WHAT IS EXPECTED.
Of the lines in the data below, write out exactly those from the one holding "We did not add" through the one holding "The history-range helper", both included.

DATA SHOWN.
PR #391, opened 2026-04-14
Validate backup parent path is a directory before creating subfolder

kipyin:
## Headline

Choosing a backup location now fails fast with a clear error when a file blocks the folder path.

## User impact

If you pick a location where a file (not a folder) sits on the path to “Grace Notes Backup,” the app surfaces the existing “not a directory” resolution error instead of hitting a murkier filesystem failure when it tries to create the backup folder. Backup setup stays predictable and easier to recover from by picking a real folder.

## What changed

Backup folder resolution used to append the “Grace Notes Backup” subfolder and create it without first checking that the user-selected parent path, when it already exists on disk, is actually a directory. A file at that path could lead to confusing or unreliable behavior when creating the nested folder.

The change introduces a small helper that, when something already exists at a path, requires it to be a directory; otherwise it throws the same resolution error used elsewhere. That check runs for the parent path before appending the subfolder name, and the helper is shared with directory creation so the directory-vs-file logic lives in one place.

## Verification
* * *
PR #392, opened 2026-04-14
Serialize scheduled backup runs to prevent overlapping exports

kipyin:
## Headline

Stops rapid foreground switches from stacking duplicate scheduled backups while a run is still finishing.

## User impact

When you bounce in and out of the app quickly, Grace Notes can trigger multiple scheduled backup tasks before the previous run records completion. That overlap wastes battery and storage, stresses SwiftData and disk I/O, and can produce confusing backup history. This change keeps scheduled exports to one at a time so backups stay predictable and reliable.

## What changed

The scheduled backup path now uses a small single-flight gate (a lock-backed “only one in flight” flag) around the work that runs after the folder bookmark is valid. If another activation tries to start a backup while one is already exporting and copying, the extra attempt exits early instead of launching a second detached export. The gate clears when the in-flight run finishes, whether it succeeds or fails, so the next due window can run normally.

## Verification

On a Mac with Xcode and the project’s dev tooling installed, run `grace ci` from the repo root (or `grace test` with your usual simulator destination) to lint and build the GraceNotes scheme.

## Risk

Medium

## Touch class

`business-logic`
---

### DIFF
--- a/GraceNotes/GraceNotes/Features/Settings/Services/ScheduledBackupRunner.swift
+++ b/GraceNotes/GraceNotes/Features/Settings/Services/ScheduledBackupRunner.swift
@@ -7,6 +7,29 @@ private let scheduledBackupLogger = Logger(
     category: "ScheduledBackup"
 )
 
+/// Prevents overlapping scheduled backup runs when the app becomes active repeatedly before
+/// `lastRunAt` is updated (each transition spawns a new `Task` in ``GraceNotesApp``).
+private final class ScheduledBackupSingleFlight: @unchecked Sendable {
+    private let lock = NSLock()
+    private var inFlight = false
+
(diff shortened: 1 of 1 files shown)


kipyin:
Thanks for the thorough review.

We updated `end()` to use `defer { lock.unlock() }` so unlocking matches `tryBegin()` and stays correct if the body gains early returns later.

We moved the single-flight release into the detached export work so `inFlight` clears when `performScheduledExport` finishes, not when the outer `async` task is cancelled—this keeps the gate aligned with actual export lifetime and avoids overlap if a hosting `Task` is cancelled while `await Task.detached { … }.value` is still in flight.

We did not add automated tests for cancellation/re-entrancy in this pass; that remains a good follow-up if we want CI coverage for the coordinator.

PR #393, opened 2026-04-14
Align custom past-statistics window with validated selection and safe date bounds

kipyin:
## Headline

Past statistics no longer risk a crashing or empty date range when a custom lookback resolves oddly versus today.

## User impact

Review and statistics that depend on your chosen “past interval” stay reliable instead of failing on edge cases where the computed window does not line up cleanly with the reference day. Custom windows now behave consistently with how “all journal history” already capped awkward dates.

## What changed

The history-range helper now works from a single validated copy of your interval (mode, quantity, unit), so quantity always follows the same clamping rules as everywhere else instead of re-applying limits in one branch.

OUTPUT.
We did not add automated tests for cancellation/re-entrancy in this pass; that remains a good follow-up if we want CI coverage for the coordinator.

PR #393, opened 2026-04-14
Align custom past-statistics window with validated selection and safe date bounds

kipyin:
## Headline

Past statistics no longer risk a crashing or empty date range when a custom lookback resolves oddly versus today.

## User impact

Review and statistics that depend on your chosen “past interval” stay reliable instead of failing on edge cases where the computed window does not line up cleanly with the reference day. Custom windows now behave consistently with how “all journal history” already capped awkward dates.

## What changed

The history-range helper now works from a single validated copy of your interval (mode, quantity, unit), so quantity always follows the same clamping rules as everywhere else instead of re-applying limits in one branch.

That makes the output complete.